* YOUR OBJECTIVE
Print out the complete set of records below, exactly as they read.

* INFORMATION SUPPLIED
★ ★ ★ ★ ★

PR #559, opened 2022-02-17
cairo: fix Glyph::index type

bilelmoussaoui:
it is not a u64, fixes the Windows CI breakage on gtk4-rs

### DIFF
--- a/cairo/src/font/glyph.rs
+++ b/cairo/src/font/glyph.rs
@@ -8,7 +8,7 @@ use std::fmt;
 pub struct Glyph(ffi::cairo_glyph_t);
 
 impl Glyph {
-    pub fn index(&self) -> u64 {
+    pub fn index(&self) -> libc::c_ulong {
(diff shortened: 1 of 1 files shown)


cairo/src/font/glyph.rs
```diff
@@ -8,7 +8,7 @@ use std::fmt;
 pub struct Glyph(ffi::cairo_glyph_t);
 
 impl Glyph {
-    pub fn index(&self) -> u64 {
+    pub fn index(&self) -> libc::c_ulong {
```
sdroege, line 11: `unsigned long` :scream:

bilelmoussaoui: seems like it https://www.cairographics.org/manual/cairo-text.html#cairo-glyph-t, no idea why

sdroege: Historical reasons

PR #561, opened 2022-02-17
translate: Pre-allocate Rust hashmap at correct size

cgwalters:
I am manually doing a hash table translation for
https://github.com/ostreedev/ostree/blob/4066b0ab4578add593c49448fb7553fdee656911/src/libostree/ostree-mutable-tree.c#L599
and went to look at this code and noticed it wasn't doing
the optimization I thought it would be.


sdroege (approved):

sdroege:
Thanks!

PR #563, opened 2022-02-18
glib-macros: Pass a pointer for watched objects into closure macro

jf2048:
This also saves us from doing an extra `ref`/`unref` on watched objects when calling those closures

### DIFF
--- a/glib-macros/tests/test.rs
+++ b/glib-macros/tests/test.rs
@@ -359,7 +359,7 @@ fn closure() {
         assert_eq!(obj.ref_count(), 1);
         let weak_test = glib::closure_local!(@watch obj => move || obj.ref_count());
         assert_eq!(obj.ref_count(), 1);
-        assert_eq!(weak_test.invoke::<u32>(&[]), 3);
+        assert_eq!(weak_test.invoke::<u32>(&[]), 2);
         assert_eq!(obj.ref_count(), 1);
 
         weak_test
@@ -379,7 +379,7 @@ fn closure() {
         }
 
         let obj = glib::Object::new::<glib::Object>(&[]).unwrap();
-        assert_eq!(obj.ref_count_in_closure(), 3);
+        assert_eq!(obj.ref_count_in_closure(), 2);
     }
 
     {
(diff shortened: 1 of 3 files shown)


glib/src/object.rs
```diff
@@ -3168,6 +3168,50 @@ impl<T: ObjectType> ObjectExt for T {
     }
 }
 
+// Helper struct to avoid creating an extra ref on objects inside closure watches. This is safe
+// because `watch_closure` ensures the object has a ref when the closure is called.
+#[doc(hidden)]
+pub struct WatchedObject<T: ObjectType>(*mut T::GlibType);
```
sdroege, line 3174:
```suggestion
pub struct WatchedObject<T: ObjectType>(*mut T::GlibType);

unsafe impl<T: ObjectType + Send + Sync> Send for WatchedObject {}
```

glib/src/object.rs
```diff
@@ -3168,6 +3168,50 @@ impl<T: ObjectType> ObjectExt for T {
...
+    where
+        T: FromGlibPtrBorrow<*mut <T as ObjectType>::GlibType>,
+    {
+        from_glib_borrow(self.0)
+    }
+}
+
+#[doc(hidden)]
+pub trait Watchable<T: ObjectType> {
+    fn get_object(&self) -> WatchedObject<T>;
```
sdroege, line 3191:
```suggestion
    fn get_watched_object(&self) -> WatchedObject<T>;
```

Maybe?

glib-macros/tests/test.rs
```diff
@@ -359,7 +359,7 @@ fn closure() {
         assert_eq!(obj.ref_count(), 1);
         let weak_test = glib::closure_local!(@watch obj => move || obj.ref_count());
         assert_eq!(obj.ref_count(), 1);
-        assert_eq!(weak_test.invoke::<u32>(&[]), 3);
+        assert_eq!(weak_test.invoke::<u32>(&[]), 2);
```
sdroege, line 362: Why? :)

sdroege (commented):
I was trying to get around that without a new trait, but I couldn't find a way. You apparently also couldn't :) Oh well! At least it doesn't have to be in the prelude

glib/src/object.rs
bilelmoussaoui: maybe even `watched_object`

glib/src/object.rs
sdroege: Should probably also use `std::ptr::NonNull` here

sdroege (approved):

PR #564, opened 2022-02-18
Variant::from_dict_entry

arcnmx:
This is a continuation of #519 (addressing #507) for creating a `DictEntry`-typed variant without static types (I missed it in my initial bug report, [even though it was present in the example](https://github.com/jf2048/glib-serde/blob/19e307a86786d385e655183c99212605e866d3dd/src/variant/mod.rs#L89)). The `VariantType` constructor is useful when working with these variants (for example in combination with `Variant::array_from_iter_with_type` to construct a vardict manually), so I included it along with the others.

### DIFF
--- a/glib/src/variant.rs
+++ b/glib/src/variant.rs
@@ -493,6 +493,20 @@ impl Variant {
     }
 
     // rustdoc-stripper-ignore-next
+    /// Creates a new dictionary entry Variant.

★ ★ ★ ★ ★

* OUTPUT FOR THIS TASK
PR #559, opened 2022-02-17
cairo: fix Glyph::index type

bilelmoussaoui:
it is not a u64, fixes the Windows CI breakage on gtk4-rs

### DIFF
--- a/cairo/src/font/glyph.rs
+++ b/cairo/src/font/glyph.rs
@@ -8,7 +8,7 @@ use std::fmt;
 pub struct Glyph(ffi::cairo_glyph_t);
 
 impl Glyph {
-    pub fn index(&self) -> u64 {
+    pub fn index(&self) -> libc::c_ulong {
(diff shortened: 1 of 1 files shown)


cairo/src/font/glyph.rs
```diff
@@ -8,7 +8,7 @@ use std::fmt;
 pub struct Glyph(ffi::cairo_glyph_t);
 
 impl Glyph {
-    pub fn index(&self) -> u64 {
+    pub fn index(&self) -> libc::c_ulong {
```
sdroege, line 11: `unsigned long` :scream:

bilelmoussaoui: seems like it https://www.cairographics.org/manual/cairo-text.html#cairo-glyph-t, no idea why

sdroege: Historical reasons

PR #561, opened 2022-02-17
translate: Pre-allocate Rust hashmap at correct size

cgwalters:
I am manually doing a hash table translation for
https://github.com/ostreedev/ostree/blob/4066b0ab4578add593c49448fb7553fdee656911/src/libostree/ostree-mutable-tree.c#L599
and went to look at this code and noticed it wasn't doing
the optimization I thought it would be.


sdroege (approved):

sdroege:
Thanks!

PR #563, opened 2022-02-18
glib-macros: Pass a pointer for watched objects into closure macro

jf2048:
This also saves us from doing an extra `ref`/`unref` on watched objects when calling those closures

### DIFF
--- a/glib-macros/tests/test.rs
+++ b/glib-macros/tests/test.rs
@@ -359,7 +359,7 @@ fn closure() {
         assert_eq!(obj.ref_count(), 1);
         let weak_test = glib::closure_local!(@watch obj => move || obj.ref_count());
         assert_eq!(obj.ref_count(), 1);
-        assert_eq!(weak_test.invoke::<u32>(&[]), 3);
+        assert_eq!(weak_test.invoke::<u32>(&[]), 2);
         assert_eq!(obj.ref_count(), 1);
 
         weak_test
@@ -379,7 +379,7 @@ fn closure() {
         }
 
         let obj = glib::Object::new::<glib::Object>(&[]).unwrap();
-        assert_eq!(obj.ref_count_in_closure(), 3);
+        assert_eq!(obj.ref_count_in_closure(), 2);
     }
 
     {
(diff shortened: 1 of 3 files shown)


glib/src/object.rs
```diff
@@ -3168,6 +3168,50 @@ impl<T: ObjectType> ObjectExt for T {
     }
 }
 
+// Helper struct to avoid creating an extra ref on objects inside closure watches. This is safe
+// because `watch_closure` ensures the object has a ref when the closure is called.
+#[doc(hidden)]
+pub struct WatchedObject<T: ObjectType>(*mut T::GlibType);
```
sdroege, line 3174:
```suggestion
pub struct WatchedObject<T: ObjectType>(*mut T::GlibType);

unsafe impl<T: ObjectType + Send + Sync> Send for WatchedObject {}
```

glib/src/object.rs
```diff
@@ -3168,6 +3168,50 @@ impl<T: ObjectType> ObjectExt for T {
...
+    where
+        T: FromGlibPtrBorrow<*mut <T as ObjectType>::GlibType>,
+    {
+        from_glib_borrow(self.0)
+    }
+}
+
+#[doc(hidden)]
+pub trait Watchable<T: ObjectType> {
+    fn get_object(&self) -> WatchedObject<T>;
```
sdroege, line 3191:
```suggestion
    fn get_watched_object(&self) -> WatchedObject<T>;
```

Maybe?

glib-macros/tests/test.rs
```diff
@@ -359,7 +359,7 @@ fn closure() {
         assert_eq!(obj.ref_count(), 1);
         let weak_test = glib::closure_local!(@watch obj => move || obj.ref_count());
         assert_eq!(obj.ref_count(), 1);
-        assert_eq!(weak_test.invoke::<u32>(&[]), 3);
+        assert_eq!(weak_test.invoke::<u32>(&[]), 2);
```
sdroege, line 362: Why? :)

sdroege (commented):
I was trying to get around that without a new trait, but I couldn't find a way. You apparently also couldn't :) Oh well! At least it doesn't have to be in the prelude

glib/src/object.rs
bilelmoussaoui: maybe even `watched_object`

glib/src/object.rs
sdroege: Should probably also use `std::ptr::NonNull` here

sdroege (approved):

PR #564, opened 2022-02-18
Variant::from_dict_entry

arcnmx:
This is a continuation of #519 (addressing #507) for creating a `DictEntry`-typed variant without static types (I missed it in my initial bug report, [even though it was present in the example](https://github.com/jf2048/glib-serde/blob/19e307a86786d385e655183c99212605e866d3dd/src/variant/mod.rs#L89)). The `VariantType` constructor is useful when working with these variants (for example in combination with `Variant::array_from_iter_with_type` to construct a vardict manually), so I included it along with the others.

### DIFF
--- a/glib/src/variant.rs
+++ b/glib/src/variant.rs
@@ -493,6 +493,20 @@ impl Variant {
     }
 
     // rustdoc-stripper-ignore-next
+    /// Creates a new dictionary entry Variant.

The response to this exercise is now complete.